[Collected data entries]
+--
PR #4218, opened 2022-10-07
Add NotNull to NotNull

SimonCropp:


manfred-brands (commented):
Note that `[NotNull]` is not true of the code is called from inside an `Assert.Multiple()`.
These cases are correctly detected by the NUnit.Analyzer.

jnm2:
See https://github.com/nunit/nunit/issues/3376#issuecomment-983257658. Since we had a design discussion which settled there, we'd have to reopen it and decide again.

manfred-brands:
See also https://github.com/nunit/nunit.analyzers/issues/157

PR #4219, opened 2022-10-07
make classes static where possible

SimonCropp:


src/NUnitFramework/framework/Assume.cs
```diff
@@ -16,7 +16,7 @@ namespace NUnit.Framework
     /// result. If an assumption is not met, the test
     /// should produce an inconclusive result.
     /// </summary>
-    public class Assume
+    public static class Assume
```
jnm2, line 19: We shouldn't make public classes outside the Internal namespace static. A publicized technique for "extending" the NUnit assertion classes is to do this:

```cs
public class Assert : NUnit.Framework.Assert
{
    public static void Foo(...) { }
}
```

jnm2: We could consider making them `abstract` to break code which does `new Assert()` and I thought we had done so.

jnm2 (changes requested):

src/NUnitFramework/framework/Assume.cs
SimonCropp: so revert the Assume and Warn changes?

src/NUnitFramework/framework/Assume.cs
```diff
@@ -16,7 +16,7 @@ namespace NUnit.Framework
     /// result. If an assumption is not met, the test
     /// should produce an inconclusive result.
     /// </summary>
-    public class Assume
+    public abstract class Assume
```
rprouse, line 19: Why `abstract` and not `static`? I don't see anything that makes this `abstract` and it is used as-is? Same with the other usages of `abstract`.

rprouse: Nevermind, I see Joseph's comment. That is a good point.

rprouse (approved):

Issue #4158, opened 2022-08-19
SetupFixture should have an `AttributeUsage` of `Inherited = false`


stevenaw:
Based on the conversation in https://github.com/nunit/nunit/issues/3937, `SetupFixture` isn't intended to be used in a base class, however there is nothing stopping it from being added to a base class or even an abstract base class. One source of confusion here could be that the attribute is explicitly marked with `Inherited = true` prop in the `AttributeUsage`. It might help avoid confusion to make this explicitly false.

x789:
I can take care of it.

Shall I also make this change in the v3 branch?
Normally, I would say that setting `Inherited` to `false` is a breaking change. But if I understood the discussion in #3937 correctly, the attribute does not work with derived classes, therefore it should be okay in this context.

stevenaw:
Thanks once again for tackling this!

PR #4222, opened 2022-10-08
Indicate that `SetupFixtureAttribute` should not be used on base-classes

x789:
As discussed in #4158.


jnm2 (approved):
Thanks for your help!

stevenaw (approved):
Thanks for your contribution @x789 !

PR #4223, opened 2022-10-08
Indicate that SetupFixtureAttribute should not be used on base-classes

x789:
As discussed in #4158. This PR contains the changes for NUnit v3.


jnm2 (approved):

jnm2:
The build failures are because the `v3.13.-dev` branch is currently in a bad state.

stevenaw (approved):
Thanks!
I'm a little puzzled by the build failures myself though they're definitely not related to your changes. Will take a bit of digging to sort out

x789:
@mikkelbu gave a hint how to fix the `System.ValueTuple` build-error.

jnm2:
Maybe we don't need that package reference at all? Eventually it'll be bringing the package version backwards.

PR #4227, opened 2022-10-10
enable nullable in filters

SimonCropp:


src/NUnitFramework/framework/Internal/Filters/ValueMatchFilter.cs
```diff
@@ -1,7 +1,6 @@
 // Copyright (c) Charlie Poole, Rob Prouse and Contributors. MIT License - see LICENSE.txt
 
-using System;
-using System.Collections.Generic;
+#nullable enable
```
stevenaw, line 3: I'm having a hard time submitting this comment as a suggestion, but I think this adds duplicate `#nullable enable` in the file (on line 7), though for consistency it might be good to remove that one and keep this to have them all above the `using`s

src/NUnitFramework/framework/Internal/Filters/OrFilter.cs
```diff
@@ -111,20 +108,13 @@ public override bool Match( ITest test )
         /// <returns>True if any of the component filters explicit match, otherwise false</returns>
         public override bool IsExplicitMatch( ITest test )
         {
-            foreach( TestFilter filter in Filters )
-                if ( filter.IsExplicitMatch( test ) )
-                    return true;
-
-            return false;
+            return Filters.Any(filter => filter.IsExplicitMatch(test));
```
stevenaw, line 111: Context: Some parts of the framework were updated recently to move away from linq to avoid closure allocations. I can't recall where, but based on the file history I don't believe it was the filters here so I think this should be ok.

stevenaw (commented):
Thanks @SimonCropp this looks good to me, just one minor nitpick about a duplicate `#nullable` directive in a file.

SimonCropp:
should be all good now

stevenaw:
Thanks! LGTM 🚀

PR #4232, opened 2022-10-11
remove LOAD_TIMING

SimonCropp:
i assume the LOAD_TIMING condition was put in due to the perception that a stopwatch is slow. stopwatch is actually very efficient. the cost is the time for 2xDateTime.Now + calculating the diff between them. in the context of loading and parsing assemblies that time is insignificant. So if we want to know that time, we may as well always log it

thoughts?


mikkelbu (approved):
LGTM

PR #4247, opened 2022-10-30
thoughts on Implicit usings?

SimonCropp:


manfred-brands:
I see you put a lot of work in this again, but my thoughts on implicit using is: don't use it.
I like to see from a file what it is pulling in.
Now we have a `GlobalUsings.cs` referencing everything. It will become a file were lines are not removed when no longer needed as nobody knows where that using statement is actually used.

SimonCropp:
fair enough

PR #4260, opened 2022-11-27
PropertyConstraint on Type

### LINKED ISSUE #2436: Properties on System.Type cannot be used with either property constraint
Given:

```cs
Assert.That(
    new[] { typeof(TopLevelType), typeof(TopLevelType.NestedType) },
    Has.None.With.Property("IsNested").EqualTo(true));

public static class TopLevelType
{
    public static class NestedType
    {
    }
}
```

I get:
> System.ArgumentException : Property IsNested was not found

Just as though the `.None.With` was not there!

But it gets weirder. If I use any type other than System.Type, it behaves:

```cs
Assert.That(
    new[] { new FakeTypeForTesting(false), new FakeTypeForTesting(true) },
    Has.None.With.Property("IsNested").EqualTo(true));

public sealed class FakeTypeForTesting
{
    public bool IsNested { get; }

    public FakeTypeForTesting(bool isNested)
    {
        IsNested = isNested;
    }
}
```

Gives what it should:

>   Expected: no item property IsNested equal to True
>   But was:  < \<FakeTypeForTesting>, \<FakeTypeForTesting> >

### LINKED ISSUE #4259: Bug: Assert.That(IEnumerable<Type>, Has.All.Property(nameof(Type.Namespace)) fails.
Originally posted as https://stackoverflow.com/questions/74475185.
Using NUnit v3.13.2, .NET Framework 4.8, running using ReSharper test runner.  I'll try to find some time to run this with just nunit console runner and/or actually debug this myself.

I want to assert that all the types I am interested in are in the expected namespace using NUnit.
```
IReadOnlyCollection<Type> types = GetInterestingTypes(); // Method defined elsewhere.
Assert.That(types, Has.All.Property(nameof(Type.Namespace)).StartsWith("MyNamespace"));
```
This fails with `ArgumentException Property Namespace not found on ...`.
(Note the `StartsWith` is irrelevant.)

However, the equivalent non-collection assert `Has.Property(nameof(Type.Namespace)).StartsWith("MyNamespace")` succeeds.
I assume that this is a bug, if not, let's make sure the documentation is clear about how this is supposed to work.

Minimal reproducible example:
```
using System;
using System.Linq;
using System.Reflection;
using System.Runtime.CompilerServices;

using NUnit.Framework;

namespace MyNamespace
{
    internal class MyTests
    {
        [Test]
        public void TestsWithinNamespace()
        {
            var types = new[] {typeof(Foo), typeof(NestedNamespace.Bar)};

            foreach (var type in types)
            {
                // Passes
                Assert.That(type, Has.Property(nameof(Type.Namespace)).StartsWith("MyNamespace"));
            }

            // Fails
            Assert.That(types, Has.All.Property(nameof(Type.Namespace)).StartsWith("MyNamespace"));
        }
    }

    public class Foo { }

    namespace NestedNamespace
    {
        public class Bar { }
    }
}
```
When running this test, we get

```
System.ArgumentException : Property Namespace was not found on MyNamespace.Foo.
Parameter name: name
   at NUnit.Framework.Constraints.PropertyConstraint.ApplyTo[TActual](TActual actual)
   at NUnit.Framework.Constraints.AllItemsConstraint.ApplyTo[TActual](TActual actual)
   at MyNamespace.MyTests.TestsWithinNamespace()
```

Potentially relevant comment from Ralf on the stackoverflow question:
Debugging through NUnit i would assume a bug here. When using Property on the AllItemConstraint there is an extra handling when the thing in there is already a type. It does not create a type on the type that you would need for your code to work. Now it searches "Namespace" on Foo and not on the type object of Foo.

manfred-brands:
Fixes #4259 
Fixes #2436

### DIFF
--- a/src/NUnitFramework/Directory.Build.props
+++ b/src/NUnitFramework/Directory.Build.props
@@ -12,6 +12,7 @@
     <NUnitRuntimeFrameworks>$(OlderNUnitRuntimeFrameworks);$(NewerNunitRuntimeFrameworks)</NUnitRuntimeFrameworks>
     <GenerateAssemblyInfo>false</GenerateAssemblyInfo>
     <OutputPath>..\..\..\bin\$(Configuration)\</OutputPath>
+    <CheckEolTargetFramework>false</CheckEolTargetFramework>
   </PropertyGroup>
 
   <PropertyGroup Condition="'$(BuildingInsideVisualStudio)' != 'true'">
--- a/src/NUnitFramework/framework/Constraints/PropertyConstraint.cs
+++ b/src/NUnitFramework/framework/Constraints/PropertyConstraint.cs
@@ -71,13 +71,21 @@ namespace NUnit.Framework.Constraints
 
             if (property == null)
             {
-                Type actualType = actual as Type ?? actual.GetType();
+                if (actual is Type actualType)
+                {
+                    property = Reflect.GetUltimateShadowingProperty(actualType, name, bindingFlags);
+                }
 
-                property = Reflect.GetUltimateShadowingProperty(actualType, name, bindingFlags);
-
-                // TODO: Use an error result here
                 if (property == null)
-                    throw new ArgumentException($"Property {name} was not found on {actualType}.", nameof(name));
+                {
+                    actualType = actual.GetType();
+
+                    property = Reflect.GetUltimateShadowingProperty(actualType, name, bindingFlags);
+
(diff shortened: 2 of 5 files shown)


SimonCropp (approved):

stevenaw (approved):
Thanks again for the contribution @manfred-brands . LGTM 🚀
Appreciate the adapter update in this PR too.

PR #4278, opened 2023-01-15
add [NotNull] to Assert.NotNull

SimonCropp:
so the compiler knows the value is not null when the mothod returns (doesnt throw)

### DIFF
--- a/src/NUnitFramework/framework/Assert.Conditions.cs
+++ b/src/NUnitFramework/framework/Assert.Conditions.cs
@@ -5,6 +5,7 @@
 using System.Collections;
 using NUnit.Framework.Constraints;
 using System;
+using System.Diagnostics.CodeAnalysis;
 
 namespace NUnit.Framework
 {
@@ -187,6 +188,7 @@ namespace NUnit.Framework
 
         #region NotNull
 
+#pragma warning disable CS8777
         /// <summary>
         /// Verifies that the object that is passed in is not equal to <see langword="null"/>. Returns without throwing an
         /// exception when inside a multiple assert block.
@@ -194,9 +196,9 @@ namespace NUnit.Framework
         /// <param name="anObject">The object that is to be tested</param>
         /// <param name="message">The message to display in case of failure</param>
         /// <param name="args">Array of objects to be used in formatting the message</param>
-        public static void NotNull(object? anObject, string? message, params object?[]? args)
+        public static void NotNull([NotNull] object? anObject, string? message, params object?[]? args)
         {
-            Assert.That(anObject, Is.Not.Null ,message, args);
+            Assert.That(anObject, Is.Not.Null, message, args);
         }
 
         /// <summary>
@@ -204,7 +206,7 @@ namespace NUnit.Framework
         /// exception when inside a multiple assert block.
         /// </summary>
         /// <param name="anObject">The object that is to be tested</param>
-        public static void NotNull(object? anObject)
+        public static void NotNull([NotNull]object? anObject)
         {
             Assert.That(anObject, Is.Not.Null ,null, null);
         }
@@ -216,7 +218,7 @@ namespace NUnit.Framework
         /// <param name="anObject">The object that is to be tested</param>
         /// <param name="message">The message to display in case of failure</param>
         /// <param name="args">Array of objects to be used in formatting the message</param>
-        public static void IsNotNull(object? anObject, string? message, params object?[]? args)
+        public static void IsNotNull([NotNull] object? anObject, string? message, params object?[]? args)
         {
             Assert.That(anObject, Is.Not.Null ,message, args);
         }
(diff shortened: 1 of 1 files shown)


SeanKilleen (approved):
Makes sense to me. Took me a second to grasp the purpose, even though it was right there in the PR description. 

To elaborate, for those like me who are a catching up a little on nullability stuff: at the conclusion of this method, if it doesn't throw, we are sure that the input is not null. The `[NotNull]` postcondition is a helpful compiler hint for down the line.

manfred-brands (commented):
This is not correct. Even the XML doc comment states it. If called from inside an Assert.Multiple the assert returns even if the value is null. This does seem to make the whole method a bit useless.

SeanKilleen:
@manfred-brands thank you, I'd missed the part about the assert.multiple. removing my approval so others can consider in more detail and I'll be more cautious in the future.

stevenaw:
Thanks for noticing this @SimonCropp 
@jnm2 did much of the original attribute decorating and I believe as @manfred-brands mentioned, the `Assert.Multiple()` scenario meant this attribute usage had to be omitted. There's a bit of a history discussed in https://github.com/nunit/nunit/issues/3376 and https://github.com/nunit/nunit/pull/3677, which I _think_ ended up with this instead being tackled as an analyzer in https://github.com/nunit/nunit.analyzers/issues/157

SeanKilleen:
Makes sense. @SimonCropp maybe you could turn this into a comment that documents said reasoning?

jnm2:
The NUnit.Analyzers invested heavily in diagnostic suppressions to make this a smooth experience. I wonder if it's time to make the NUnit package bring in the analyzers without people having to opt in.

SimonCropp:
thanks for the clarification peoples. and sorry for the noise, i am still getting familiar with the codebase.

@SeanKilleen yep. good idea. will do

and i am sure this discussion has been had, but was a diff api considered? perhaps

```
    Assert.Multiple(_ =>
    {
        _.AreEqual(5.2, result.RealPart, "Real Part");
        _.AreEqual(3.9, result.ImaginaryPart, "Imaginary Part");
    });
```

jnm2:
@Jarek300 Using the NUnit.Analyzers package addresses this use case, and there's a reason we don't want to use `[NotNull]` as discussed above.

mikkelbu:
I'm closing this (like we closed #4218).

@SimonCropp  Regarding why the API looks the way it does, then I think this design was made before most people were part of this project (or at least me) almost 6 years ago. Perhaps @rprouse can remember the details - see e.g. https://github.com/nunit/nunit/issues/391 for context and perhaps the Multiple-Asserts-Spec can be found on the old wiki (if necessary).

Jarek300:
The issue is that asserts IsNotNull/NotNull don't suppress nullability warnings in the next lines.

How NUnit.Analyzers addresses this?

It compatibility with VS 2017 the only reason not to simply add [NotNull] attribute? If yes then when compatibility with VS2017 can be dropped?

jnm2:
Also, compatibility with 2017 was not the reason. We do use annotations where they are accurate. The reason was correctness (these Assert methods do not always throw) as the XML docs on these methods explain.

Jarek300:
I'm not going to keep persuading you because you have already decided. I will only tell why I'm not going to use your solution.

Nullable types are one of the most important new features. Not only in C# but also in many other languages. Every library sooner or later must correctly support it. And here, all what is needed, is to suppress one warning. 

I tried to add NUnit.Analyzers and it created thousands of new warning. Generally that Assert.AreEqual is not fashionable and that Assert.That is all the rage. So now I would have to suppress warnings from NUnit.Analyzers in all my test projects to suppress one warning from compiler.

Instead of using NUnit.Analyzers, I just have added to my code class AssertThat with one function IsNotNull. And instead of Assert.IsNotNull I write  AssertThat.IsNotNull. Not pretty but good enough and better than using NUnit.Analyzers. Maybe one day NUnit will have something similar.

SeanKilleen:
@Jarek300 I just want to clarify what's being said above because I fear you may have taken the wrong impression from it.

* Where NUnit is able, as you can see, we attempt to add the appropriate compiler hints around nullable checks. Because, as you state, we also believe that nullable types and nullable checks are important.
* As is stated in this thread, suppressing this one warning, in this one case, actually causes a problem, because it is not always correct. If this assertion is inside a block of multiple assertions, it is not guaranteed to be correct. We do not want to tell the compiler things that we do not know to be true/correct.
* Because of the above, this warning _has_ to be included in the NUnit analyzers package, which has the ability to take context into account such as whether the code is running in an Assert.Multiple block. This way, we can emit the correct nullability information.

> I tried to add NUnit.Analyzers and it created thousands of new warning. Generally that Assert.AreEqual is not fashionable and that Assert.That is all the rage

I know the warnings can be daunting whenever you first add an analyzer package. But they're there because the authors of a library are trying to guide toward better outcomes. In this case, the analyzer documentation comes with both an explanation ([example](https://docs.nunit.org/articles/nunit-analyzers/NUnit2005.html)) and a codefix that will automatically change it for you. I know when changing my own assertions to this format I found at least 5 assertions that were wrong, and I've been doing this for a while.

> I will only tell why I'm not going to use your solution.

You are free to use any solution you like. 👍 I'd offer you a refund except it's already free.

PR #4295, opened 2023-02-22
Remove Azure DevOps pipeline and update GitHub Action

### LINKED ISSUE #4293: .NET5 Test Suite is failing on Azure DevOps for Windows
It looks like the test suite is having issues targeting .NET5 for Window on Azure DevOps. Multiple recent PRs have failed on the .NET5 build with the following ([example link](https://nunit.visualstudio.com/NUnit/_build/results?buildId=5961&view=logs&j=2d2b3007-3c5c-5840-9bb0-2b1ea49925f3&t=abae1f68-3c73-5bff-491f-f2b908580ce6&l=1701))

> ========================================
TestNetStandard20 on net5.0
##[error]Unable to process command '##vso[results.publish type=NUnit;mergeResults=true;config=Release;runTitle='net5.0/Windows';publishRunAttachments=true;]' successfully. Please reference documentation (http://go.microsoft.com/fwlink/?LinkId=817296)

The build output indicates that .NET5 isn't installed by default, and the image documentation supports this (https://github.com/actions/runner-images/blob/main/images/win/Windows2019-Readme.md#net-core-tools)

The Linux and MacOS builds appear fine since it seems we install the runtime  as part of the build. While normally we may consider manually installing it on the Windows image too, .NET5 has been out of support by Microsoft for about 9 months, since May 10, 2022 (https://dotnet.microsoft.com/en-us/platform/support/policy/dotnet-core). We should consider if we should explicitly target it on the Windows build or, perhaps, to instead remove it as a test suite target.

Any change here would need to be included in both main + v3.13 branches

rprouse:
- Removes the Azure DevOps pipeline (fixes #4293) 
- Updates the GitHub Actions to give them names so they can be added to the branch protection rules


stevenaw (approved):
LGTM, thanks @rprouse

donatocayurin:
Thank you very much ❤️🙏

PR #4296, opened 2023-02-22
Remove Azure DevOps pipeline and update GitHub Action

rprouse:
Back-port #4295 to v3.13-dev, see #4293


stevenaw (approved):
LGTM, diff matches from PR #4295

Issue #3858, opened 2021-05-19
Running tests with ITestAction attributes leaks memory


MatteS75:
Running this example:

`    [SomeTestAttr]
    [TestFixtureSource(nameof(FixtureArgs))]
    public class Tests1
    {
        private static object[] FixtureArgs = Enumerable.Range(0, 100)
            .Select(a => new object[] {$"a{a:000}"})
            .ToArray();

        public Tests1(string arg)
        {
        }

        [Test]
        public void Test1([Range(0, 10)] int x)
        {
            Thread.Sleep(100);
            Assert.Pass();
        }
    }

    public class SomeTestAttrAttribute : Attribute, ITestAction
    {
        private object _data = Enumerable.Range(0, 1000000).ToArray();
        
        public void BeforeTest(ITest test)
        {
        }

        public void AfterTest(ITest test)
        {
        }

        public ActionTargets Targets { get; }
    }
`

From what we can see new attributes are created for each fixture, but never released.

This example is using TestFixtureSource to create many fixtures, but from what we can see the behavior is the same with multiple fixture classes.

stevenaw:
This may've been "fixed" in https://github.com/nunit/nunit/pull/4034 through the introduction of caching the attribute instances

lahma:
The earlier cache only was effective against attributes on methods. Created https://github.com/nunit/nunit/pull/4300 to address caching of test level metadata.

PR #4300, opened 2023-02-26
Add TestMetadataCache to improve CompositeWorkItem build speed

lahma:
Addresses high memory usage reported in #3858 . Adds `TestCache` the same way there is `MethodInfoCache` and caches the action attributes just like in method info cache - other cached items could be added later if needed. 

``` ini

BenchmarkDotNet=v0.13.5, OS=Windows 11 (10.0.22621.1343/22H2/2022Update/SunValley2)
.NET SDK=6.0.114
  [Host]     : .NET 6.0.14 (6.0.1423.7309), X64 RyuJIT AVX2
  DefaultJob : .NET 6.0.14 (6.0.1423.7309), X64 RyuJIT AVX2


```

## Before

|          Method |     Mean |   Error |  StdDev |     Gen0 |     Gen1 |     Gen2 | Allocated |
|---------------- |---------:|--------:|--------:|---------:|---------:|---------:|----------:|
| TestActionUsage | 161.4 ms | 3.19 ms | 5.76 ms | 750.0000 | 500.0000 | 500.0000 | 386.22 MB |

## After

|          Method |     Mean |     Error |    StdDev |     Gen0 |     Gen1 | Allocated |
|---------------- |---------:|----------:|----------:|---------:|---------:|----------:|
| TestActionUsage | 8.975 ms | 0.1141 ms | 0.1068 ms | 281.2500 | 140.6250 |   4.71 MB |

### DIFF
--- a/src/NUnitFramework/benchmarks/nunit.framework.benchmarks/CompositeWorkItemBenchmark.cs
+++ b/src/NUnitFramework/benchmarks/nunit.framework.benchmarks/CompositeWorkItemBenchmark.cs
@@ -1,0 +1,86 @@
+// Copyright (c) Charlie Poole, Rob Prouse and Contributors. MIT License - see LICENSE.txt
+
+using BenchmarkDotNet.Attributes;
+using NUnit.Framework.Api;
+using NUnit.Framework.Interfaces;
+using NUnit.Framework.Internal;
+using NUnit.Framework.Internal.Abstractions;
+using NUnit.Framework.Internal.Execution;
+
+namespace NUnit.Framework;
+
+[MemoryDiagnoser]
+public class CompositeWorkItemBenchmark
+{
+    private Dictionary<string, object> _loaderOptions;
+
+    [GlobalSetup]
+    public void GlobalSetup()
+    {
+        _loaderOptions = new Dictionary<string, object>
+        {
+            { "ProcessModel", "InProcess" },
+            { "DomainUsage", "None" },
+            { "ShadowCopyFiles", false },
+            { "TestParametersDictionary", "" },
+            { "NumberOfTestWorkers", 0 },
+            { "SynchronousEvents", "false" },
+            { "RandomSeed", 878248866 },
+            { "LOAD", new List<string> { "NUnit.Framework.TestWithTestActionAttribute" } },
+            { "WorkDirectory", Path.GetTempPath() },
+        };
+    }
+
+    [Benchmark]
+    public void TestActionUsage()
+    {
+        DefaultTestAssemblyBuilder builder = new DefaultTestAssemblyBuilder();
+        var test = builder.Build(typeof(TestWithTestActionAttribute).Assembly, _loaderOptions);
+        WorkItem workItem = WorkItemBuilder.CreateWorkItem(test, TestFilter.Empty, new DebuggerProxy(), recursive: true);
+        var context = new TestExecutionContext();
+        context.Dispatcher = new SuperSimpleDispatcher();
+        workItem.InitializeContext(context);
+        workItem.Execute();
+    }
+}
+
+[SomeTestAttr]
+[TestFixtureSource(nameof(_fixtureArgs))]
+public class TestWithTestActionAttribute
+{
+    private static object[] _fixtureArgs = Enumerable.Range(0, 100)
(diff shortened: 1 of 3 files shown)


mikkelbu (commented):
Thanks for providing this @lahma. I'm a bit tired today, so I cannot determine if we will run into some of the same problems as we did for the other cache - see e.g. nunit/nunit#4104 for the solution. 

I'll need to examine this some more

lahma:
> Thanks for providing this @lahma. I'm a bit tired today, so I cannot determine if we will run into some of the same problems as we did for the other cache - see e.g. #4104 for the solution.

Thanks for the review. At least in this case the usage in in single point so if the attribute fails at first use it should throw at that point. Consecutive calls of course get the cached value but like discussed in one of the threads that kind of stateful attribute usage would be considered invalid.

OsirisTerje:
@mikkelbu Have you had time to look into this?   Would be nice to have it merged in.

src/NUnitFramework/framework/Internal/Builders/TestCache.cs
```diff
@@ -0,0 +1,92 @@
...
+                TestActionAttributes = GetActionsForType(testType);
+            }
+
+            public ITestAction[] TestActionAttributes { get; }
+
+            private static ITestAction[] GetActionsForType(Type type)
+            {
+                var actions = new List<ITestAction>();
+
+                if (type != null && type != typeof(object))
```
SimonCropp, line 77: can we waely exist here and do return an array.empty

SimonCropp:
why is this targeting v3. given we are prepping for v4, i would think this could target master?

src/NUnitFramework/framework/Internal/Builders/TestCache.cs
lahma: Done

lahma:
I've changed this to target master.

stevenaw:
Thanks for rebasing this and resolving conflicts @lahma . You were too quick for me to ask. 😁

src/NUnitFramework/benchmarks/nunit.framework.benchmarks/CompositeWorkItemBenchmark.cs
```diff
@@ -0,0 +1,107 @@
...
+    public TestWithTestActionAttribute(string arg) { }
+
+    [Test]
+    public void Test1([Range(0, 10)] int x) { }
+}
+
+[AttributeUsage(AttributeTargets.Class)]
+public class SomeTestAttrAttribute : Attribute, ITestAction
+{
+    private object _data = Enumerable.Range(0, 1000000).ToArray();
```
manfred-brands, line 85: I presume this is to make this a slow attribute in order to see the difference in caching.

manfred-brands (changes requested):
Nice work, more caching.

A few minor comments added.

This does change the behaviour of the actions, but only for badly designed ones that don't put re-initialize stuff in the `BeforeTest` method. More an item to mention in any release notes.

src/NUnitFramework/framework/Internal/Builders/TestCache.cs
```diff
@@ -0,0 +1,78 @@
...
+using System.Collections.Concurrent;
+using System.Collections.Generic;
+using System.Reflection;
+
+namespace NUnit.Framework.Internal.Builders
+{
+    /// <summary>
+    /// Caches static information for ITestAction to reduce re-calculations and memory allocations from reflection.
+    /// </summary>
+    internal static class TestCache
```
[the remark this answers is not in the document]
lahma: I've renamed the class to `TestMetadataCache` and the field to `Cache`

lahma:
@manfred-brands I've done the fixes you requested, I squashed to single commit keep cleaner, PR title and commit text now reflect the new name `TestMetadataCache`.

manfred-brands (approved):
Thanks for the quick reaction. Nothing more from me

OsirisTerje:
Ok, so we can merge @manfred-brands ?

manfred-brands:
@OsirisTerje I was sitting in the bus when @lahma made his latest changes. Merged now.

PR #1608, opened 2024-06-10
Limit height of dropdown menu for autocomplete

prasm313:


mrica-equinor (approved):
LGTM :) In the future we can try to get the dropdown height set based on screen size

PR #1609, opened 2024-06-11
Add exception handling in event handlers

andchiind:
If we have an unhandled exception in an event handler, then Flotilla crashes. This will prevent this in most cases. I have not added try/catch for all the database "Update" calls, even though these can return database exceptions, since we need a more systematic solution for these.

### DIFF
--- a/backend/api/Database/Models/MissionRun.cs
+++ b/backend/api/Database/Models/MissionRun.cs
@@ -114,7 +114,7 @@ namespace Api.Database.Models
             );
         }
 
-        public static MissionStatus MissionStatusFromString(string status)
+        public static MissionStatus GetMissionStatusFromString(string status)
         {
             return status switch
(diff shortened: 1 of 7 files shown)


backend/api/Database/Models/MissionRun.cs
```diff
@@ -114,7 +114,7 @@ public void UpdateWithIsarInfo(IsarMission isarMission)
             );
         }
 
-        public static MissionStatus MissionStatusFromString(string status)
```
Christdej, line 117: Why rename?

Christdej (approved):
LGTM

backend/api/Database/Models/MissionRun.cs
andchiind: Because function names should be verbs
+--
◆ **EXERCISE AIM**
From the entries above, copy each line holding "Copyright".

◆ **TASK OUTPUT**
 // Copyright (c) Charlie Poole, Rob Prouse and Contributors. MIT License - see LICENSE.txt
+// Copyright (c) Charlie Poole, Rob Prouse and Contributors. MIT License - see LICENSE.txt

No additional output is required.